We examined the patterns of initiating efavirenz-containing first line combination antiretroviral therapy (cART) overall and by mental illness status using data from CNICS, a cohort of 31,000 HIV-infected adults in care at 8 sites in the US. Participants were included if they initiated cART between 1999 and 2015 and were followed from cART initiation until initial cART regimen or cART discontinuation, death, loss to care (>12 months with no HIV appointment), or administrative censoring (Oct 2014-Sept 2015, depending on site), whichever date came first. We used multivariable log binomial models to examine factors associated with initiating and discontinuing efavirenz-containing cART.
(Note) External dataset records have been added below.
PR #3241, opened 2026-05-15
Merge duplicate streaming tool call indexes

MukundaKatta:
## Summary

Merge streaming deltas for tool calls that reuse the same tool index instead of treating duplicate indexes as independent entries.

This keeps streamed tool-call state coherent when chunks arrive for an existing index and adds regression coverage for duplicate-index merging.

## Validation

- `uv run --with pytest --with pytest-asyncio --with pytest-xdist python -m pytest tests/lib/test_streaming_deltas.py -q`


marcuswood-oai:

PR #3242, opened 2026-05-15
fix(client): allow explicit empty API key

### LINKED ISSUE #3224: AsyncOpenAI(api_key="") raises OpenAIError in v2.34.0, breaking OpenAI-compatible local servers

### Describe the bug

In `v2.34.0`, `AsyncOpenAI(api_key="")` now raises `OpenAIError: Missing credentials`. In `v2.33.0` and earlier, passing an empty string was silently accepted.

This is a breaking change for anyone using the OpenAI Python SDK to talk to **OpenAI-compatible local servers** (llama.cpp, llamafile, LM Studio, vLLM, etc.) that do not require authentication. These wrappers intentionally pass `api_key=""` because no credentials are needed for a local HTTP server.

The root cause appears to be the new credential validation logic in `_client.py` around line 700, which now checks `not self.api_key` (falsy for `""`), along with the new `workload_identity` and `admin_api_key` checks added in 2.34.0.

Previous behavior (`v2.33.0`): `AsyncOpenAI(api_key="", base_url="http://localhost:8080/v1")` succeeded and produced a usable client.

New behavior (`v2.34.0`): The same call raises:
```
openai.OpenAIError: Missing credentials. Please pass an `api_key`, `workload_identity`,
`admin_api_key`, or set the `OPENAI_API_KEY` or `OPENAI_ADMIN_KEY` environment variable.
```

The workaround is to pass a non-empty placeholder string (e.g., `api_key="not-needed"`), but this is surprising since `api_key=""` worked in all prior versions.

### To Reproduce

1. Install `openai==2.34.0`
2. Run the code below
3. Observe `OpenAIError` raised

### Code snippets

```python

# Works in 2.33.0, fails in 2.34.0
client = AsyncOpenAI(
    api_key="",
    base_url="http://localhost:8080/v1",
)
```

### OS

Linux and macOS (all platforms)

### Python version

Python 3.11, 3.12, 3.13

### Library version

openai v2.34.0

MukundaKatta:

Fixes #3224.

## Summary
- track whether an API key was supplied separately from the key string value
- allow `api_key=""` to satisfy credential validation for no-auth local OpenAI-compatible servers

We included 9,775 new cART users. Of those, 4,239 (43%) initiated efavirenz-containing cART; and 772 of those participants (18%) discontinued efavirenz. At cART initiation, 2,492 (25%) of participants had a history of a mental illness associated with suicidal behavior, including depression, psychosis, post-traumatic stress disorder, or obsessive compulsive disorder. Efavirenz initiation peaked in 2007 and declined rapidly thereafter (Figure). Over time, persons with a history of a mental illness were modestly less likely to initiate efavirenz-containing cART, compared to those with no history of mental illness. In a multivariable analysis adjusted for site and year of cART initiation, factors associated with initiating efavirenz-containing cART were: prior mono or dual therapy use (prevalence ratio (PR) 0.74, 95% CI 0.66, 0.83), being female (PR 0.80, 95% CI 0.74, 0.86), intravenous drug use (PR 0.83, 95% CI 0.77, 0.90), history of mental illness (PR 0.79, 95% CI 0.75, 0.84) and CD4 cell count >350 (PR 0.91, 95% CI 0.86, 0.95). History of mental illness (PR 1.18, 95% CI 1.02, 1.37) and CD4 cell count >350 (PR 0.86, 95% CI 0.73, 0.98) were associated with discontinuing efavirenz.
Until recently, efavirenz was widely used as first line therapy for HIV-infected adults in the US, including among individuals with a history of mental illness. Given the widespread use of efavirenz globally, greater clarity about the implications of efavirenz use among persons with mental illness is needed.